The Scaled Transformer Family
The architecture above is the decoder-only transformer (GPT-style). Variations you’ll encounter:
| Variant | Architecture | Used for |
|---|---|---|
| Decoder-only (GPT) | Causal self-attention | Text generation, language modeling |
| Encoder-only (BERT) | Bidirectional self-attention | Classification, embeddings |
| Encoder-decoder (T5) | Encoder + cross-attention decoder | Translation, summarization |
In encoder-only models, there’s no causal mask — every position can attend to every other position. They’re trained differently (masked language modeling, not next-token prediction). In encoder-decoder models, the decoder cross-attends to the encoder’s output (Q from decoder, K/V from encoder).
We’re focused on decoder-only models because that’s what GPT-3, GPT-4, Claude, Llama, and most current language models are.
What You’ve Built
Let’s be specific about what your tiny model can and cannot do. After 500 steps on a 1KB text file, it has learned:
- Character-level frequency distributions
- Some common character sequences (it’ll rarely generate impossible sequences like “zxqjv”)

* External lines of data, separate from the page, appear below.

PR #3700, opened 2020-11-16
vpa: Replace component-base restclient metrics with built-in copy

adammw:
restclient metrics from controller-base were not showing up as vertical-pod-autoscaler uses prometheus metrics directly instead of via k8smetrics wrappers. therefore, the restclient hooks get attached to the legacyregistry but never used. 

this PR creates a copy of the restclient hooks which are compatible with the prometheus interface used throughout vpa to enable capturing rest_client_* metrics alongside the vpa_* metrics.


bskiba:
Thanks for the contribution. To make sure I understand the change, would it be possible to actually use k8smetrics wrappers correctly in vpa instead of copying the metric definitions into our repo?

adammw:
I think so, but it would require changes to every other metric in verticalpodautoscaler as it currently doesn't use them.

bskiba:
Sorry for the very long delay here.

Do you have an example how the metrics would have to be configured so that we don't have to keep our own copy of them? 

Copying here seems like a maintenance burden, so I'd like to avoid that if possible (even if it means extra work).

jbartosik:
How hard would it be to avoid duplicating code for registering metrics?

mwielgus:
Closing as inactive. Feel free to reopen if needed.

PR #3701, opened 2020-11-17
add daemonset eviction for non-empty nodes

yaroslava-serdiuk:
Modified DrainNode function: add daemonset eviction. The process of ds eviction is the same as for other pods, but in case of not proper eviction of ds pod the draining process isn't interrupted.


towca (changes requested):

cluster-autoscaler/core/scale_down_test.go
```diff
@@ -553,6 +554,7 @@ func TestDeleteNode(t *testing.T) {
 		{
 			name:               "successful attempt to delete empty node",
 			pods:               []string{},
+			daemonSetPods:      []string{"d1"},
```
towca, line 557: Why did you add it to this case specifically?

cluster-autoscaler/utils/drain/drain_test.go
```diff
@@ -588,5 +611,12 @@ func TestDrain(t *testing.T) {
 		if len(pods) != len(test.expectPods) {
 			t.Fatalf("Wrong pod list content: %v", test.description)
 		}
+
+		if len(daemonSetPods) != len(test.expectDaemonSetPods) {
```
towca, line 615: I think you can replace both these ifs with assert.ElementsMatch(t, test.expectDaemonSetPods, daemonSetPods).

cluster-autoscaler/core/scale_down_test.go
```diff
@@ -794,6 +806,47 @@ func TestDrainNodeWithRetries(t *testing.T) {
...
+		}
+		if eviction.Name == "d2" {
+			return true, nil, e2
+		}
+		return true, nil, nil
+	})
+	evictionResults, err := drainNode(n1, []*apiv1.Pod{p1, p2}, []*apiv1.Pod{d1, d2}, fakeClient, kube_util.CreateEventRecorder(fakeClient), 20, 0*time.Second, 0*time.Second, PodEvictionHeadroom)
+	assert.NoError(t, err)
+	assert.Equal(t, 2, len(evictionResults))
+	assert.Equal(t, *p1, *evictionResults["p1"].Pod)
```
towca, line 843: Pointers are automatically dereferenced in assert.Equal, so no need for the * operator here and below.

cluster-autoscaler/core/scale_down_test.go
```diff
@@ -794,6 +806,47 @@ func TestDrainNodeWithRetries(t *testing.T) {
...
+	assert.Equal(t, *p2, *evictionResults["p2"].Pod)
+	assert.NoError(t, evictionResults["p1"].Err)
```
towca, line 845: Why are you checking Err, TimedOut and WasEvictionSuccessful for 1 pod only? If the assertions hold true for both, please assert both because otherwise the reader is wondering what's different between the 2 pods.

cluster-autoscaler/core/scale_down_test.go
```diff
@@ -782,7 +794,7 @@ func TestDrainNodeWithRetries(t *testing.T) {
 			return true, nil, fmt.Errorf("too many concurrent evictions")
 		}
 	})
-	_, err := drainNode(n1, []*apiv1.Pod{p1, p2, p3}, fakeClient, kube_util.CreateEventRecorder(fakeClient), 20, 5*time.Second, 0*time.Second, PodEvictionHeadroom)
+	_, err := drainNode(n1, []*apiv1.Pod{p1, p2, p3}, []*apiv1.Pod{}, fakeClient, kube_util.CreateEventRecorder(fakeClient), 20, 5*time.Second, 0*time.Second, PodEvictionHeadroom)
```
towca, line 797: Could you add actual DS pods to this test as well?

towca (changes requested):

cluster-autoscaler/core/scale_down_test.go
```diff
@@ -643,7 +649,7 @@ func TestDeleteNode(t *testing.T) {
 			sd := NewScaleDown(&context, clusterStateRegistry)
 
 			// attempt delete
-			result := sd.deleteNode(n1, pods, provider.GetNodeGroup("ng1"))
+			result := sd.deleteNode(n1, pods, daemonSetPods, provider.GetNodeGroup("ng1"))
```
towca, line 652: If you're not adding any DS pods to any of the test cases, I'd just put an empty list here and remove the changes above.

towca (changes requested):

cluster-autoscaler/simulator/drain.go
```diff
@@ -29,18 +29,17 @@ import (
 	schedulerframework "k8s.io/kubernetes/pkg/scheduler/framework/v1alpha1"
 )
 
-// FastGetPodsToMove returns a list of pods that should be moved elsewhere if the node
+// FastGetPodsToMove returns a list of pods that should be moved elsewhere and a list of DaemonSet pods that should be evicted if the node
```
vivekbagade, line 32: Nit: the line length in the func comments seems to extend a bit long. See if you can wrap it.

cluster-autoscaler/simulator/drain.go
```diff
@@ -51,27 +50,26 @@ func FastGetPodsToMove(nodeInfo *schedulerframework.NodeInfo, skipNodesWithSyste
...
-		return []*apiv1.Pod{}, pdbBlockingPod, err
+		return []*apiv1.Pod{}, []*apiv1.Pod{}, pdbBlockingPod, err
 	}
 
-	return pods, nil, nil
+	return pods, daemonSetPods, nil, nil
 }
 
-// DetailedGetPodsForMove returns a list of pods that should be moved elsewhere if the node
+// DetailedGetPodsForMove returns a list of pods that should be moved elsewhere and a list of DaemonSet pods that should be evicted if the node
```
vivekbagade, line 62: Nit: the line length in the func comments seems to extend a bit long. See if you can wrap it.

- Very rough word-boundary patterns
It has not learned:
- Semantics
- Grammar
- Any facts about the world
That’s expected. The architecture is correct. What’s missing is scale — more data, more parameters, more training steps. The transformer you’ve built and the transformer powering GPT-4 are the same architecture; GPT-4 just has orders of magnitude more of everything.
That’s the honest secret of this field: the architecture itself is not that complicated. The scale is what creates the emergent capabilities. And scale requires training — which is the next chapter.